------ Data for this exercise ------

PR #400, opened 2026-07-13
Add fused-QKV self-attention primitives to transformers.attention

oarriaga:
## What

Milestone 2 of the canonical DINOv2 / Depth Anything 3 project. Adds general,
reusable fused-QKV self-attention functions to `paz.models.transformers.attention`:

- `project_query_key_value(tokens, hidden_size, use_bias, name)` — single fused
  Dense producing `3 * hidden_size`.
- `split_query_key_value(fused, num_heads, head_dim)` — returns `(query, key,
  value)`, each `(batch, num_heads, seq, head_dim)`.
- `compute_attention(query, key, value)` — scaled dot-product attention from
  already-projected Q, K, V.
- `merge_attention_heads(context)` — `(batch, heads, seq, head_dim)` →
  `(batch, seq, heads*head_dim)`.

These are the exact primitives canonical DINOv2 self-attention composes, and the
shared DA3 base attention will reuse the same project/split/merge (inserting its
own steps between split and `compute_attention`).

## Why these boundaries

The functions are separate, switch-free, and composed explicitly (per the plan:
no boolean-flag mega-attention). The `split_query_key_value` layout reproduces
the parity-proven legacy DINOv2 fused-QKV ordering, so the later weight
converter stays valid.

## Scope decision (deviation from the plan's M2 list)

The plan lists DA3-only primitives (query/key normalization, 2D RoPE,
patch-token position construction) under this milestone. I deferred those to the
DA3 milestone (M4): they are unused by canonical DINOv2 (the immediate next
consumer), and their exact numerical convention (rotate-half vs interleaved
RoPE, qk-norm form, position layout) must be verified against the pinned DA3
reference, which is not yet established. Building them now would be unverifiable
and likely reworked. Added there, tested against the reference, they compose
cleanly on top of these primitives.

## Verification

- `KERAS_BACKEND=jax pytest paz/models/transformers` — **41 passed**.
- New tests cover: fused output width, split shapes, a convention-lock test that
  the fused axis splits as `(3, heads, head_dim)`, a NumPy parity check for the
  attention math, and head-merge shape.
- Functional-model smoke: primitives build a `keras.Model` and JIT output
  matches eager (`allclose`, atol 1e-5).
- Existing `attend`/`kv_attend`/`build_cache`/`kernel` untouched; whisper imports
  and all consumer tests pass. pyflakes clean.

### DIFF
--- a/paz/models/transformers/attention.py
+++ b/paz/models/transformers/attention.py
@@ -2,7 +2,7 @@ import string
 
 import keras
 from keras import ops
-from keras.layers import Dropout, EinsumDense
+from keras.layers import Dense, Dropout, EinsumDense, Reshape
 
 from paz.models.transformers import cache as kv_cache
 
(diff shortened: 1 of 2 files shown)


oarriaga:
Superseded: consolidating milestones 2+ into a single PR (#401) per request.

------

> [Requirement] From the line containing "## Scope decision" to the last line of the listing, write everything out exactly. Nothing outside that stretch belongs.

> [Exercise answer]
## Scope decision (deviation from the plan's M2 list)

The plan lists DA3-only primitives (query/key normalization, 2D RoPE,
patch-token position construction) under this milestone. I deferred those to the
DA3 milestone (M4): they are unused by canonical DINOv2 (the immediate next
consumer), and their exact numerical convention (rotate-half vs interleaved
RoPE, qk-norm form, position layout) must be verified against the pinned DA3
reference, which is not yet established. Building them now would be unverifiable
and likely reworked. Added there, tested against the reference, they compose
cleanly on top of these primitives.

## Verification

- `KERAS_BACKEND=jax pytest paz/models/transformers` — **41 passed**.
- New tests cover: fused output width, split shapes, a convention-lock test that
  the fused axis splits as `(3, heads, head_dim)`, a NumPy parity check for the
  attention math, and head-merge shape.
- Functional-model smoke: primitives build a `keras.Model` and JIT output
  matches eager (`allclose`, atol 1e-5).
- Existing `attend`/`kv_attend`/`build_cache`/`kernel` untouched; whisper imports
  and all consumer tests pass. pyflakes clean.

### DIFF
--- a/paz/models/transformers/attention.py
+++ b/paz/models/transformers/attention.py
@@ -2,7 +2,7 @@ import string
 
 import keras
 from keras import ops
-from keras.layers import Dropout, EinsumDense
+from keras.layers import Dense, Dropout, EinsumDense, Reshape
 
 from paz.models.transformers import cache as kv_cache
 
(diff shortened: 1 of 2 files shown)


oarriaga:
Superseded: consolidating milestones 2+ into a single PR (#401) per request.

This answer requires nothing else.